--- START ---

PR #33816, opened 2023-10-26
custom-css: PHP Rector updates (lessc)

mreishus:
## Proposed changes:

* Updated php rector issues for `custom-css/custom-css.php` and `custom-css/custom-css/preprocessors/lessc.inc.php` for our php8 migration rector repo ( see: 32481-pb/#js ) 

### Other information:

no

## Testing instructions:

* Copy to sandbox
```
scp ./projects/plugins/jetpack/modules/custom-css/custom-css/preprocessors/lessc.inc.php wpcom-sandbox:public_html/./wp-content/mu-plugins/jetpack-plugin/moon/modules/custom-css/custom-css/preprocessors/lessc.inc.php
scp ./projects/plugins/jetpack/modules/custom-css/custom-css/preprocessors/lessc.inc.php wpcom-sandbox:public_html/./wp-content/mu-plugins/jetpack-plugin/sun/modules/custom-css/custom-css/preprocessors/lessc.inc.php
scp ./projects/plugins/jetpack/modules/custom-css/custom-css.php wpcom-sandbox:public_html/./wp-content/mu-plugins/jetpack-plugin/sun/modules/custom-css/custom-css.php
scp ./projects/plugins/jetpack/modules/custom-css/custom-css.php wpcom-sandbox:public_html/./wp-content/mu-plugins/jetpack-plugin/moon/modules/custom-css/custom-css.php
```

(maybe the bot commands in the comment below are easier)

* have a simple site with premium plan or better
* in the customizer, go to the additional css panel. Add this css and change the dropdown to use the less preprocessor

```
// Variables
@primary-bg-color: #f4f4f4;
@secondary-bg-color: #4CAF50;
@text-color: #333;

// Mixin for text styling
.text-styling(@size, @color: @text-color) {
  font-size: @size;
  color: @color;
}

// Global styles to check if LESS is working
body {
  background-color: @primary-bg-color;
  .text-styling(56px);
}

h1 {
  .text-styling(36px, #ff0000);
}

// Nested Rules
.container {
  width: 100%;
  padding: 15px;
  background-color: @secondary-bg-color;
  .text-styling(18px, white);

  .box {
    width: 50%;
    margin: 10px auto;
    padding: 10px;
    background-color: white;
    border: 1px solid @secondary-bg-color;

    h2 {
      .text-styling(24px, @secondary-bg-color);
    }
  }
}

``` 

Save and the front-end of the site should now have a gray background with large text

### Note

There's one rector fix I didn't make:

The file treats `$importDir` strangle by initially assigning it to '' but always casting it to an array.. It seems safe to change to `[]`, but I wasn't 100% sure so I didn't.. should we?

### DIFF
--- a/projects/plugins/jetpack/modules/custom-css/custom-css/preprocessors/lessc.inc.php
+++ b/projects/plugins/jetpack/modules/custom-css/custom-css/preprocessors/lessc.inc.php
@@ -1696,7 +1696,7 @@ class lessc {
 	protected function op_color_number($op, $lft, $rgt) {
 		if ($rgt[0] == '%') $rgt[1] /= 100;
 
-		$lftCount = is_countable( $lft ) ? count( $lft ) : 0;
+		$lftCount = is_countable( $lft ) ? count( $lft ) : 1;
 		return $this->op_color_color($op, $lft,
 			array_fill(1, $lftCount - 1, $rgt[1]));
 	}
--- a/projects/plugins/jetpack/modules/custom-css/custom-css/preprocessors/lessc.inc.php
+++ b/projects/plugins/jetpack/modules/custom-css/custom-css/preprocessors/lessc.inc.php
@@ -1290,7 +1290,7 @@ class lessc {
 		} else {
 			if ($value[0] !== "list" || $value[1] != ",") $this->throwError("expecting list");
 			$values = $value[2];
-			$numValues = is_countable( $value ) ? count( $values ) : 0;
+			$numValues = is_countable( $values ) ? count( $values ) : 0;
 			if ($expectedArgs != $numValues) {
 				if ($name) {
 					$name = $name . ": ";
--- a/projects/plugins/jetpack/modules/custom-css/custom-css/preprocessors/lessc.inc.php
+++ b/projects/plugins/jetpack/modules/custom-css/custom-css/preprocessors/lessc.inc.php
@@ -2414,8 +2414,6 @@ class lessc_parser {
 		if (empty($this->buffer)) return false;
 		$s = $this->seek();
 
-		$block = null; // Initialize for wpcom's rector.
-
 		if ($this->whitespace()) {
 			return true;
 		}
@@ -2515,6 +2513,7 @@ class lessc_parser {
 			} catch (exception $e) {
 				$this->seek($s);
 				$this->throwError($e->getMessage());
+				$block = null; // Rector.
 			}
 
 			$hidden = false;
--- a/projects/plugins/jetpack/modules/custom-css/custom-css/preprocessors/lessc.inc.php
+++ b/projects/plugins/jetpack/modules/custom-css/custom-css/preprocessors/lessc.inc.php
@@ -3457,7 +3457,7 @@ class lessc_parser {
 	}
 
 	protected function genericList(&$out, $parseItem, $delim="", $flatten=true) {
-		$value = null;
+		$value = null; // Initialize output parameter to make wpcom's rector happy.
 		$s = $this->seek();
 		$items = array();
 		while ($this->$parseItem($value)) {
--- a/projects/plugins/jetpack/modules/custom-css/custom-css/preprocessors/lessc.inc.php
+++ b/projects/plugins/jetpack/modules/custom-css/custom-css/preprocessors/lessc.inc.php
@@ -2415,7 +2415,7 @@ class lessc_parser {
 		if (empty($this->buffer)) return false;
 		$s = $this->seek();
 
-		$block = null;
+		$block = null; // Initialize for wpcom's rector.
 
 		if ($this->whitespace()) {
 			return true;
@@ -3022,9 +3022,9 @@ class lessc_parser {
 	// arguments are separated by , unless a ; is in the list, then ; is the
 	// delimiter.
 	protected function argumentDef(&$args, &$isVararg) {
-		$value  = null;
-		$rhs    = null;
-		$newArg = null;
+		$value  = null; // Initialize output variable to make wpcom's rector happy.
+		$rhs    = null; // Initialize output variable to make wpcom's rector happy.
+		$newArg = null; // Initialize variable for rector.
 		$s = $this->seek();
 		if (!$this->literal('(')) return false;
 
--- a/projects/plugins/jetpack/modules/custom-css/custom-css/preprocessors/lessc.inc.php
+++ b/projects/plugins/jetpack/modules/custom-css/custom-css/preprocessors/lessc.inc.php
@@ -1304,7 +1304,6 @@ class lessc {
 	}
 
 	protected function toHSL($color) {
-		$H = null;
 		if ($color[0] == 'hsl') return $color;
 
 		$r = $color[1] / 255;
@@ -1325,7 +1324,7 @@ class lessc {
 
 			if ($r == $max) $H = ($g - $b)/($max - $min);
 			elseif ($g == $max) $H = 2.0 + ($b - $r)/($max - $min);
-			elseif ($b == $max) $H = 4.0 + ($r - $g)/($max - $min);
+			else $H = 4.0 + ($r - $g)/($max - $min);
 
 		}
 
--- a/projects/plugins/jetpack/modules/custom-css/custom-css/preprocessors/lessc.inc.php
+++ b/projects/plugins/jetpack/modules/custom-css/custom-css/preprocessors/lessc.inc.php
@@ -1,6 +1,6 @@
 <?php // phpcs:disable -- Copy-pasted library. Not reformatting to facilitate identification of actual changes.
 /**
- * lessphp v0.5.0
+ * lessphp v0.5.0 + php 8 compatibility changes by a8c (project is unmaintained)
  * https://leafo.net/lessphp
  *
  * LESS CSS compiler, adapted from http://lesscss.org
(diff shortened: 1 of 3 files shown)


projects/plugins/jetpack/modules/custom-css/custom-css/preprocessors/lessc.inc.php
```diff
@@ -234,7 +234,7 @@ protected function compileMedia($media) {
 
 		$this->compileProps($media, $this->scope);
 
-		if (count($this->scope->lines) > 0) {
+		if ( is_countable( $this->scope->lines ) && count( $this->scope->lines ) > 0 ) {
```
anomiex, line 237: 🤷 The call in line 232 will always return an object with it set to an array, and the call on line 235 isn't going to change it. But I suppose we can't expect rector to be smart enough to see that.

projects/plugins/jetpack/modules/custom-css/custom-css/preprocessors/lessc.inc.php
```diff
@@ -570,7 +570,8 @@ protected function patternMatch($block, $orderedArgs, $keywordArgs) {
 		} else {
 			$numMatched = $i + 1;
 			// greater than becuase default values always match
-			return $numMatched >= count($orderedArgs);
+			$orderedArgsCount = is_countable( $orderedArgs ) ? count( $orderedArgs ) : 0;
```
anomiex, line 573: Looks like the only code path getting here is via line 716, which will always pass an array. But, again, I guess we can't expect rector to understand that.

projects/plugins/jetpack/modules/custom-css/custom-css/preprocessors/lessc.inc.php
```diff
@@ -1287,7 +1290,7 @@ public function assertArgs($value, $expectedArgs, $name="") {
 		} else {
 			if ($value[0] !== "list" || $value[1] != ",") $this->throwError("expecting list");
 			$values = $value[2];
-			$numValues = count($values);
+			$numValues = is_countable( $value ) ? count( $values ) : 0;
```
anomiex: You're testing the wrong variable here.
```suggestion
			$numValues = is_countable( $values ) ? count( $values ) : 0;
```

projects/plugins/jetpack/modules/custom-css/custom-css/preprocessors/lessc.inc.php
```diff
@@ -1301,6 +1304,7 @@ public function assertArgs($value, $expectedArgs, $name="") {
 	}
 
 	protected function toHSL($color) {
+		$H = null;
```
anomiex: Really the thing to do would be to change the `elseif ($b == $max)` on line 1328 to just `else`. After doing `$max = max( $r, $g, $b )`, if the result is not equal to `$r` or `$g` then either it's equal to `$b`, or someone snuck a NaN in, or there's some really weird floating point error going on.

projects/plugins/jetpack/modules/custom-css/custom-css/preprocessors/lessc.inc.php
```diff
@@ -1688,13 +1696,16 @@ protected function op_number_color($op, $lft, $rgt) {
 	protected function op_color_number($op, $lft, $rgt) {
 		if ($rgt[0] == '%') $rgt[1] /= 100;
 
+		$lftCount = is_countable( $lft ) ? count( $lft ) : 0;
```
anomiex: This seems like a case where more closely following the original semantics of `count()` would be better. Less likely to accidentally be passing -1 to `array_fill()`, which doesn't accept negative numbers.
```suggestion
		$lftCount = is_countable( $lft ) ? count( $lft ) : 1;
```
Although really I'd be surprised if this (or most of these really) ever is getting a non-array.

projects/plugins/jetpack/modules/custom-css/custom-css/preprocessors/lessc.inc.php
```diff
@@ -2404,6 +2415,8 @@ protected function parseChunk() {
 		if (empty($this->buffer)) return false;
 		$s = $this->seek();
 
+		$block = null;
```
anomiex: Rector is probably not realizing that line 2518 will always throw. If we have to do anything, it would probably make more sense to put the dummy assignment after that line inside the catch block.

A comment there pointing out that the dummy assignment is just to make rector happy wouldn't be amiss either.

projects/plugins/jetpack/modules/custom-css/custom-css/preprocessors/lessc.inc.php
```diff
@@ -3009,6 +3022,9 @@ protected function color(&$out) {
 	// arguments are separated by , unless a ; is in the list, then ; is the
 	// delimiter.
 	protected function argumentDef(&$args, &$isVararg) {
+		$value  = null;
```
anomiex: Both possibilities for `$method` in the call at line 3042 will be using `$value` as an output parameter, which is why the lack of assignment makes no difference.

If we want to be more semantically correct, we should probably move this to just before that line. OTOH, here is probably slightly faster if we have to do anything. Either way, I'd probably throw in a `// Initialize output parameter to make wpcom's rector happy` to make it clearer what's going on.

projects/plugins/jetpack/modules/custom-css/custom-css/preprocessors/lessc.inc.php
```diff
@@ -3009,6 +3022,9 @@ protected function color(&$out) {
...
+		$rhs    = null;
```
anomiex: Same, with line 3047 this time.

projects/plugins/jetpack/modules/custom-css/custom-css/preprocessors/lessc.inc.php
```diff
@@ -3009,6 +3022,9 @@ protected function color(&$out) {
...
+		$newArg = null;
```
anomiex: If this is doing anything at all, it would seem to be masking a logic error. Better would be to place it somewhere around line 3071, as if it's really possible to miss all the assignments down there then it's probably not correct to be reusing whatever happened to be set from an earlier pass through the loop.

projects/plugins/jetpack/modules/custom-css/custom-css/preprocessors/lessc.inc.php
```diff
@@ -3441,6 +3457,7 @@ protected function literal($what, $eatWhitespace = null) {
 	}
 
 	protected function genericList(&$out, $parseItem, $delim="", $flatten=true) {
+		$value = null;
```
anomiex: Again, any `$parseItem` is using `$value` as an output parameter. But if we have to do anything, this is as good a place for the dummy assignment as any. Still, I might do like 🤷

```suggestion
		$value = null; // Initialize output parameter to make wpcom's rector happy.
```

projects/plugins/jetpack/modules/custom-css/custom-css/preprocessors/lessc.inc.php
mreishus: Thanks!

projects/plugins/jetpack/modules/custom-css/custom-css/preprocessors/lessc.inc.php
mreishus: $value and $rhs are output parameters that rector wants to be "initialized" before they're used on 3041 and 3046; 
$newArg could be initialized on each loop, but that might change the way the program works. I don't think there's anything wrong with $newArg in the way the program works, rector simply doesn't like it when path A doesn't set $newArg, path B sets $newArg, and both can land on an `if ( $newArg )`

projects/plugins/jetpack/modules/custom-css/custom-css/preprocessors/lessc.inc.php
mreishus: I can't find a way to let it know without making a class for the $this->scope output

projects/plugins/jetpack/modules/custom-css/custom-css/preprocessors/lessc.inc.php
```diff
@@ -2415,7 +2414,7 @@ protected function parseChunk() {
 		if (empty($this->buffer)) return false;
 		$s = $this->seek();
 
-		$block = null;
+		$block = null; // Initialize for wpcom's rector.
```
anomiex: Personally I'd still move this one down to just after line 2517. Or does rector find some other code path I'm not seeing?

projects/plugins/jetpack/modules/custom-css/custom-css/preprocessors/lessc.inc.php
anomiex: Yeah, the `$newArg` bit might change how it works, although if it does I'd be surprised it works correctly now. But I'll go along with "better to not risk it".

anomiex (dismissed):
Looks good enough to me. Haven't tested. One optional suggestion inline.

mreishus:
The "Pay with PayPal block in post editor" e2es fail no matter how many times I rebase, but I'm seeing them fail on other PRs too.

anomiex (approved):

--- END ---

> What the task asks
Across all lines of the data above, count those that contain the word "text", giving the number without further comment.

> Response to the exercise
8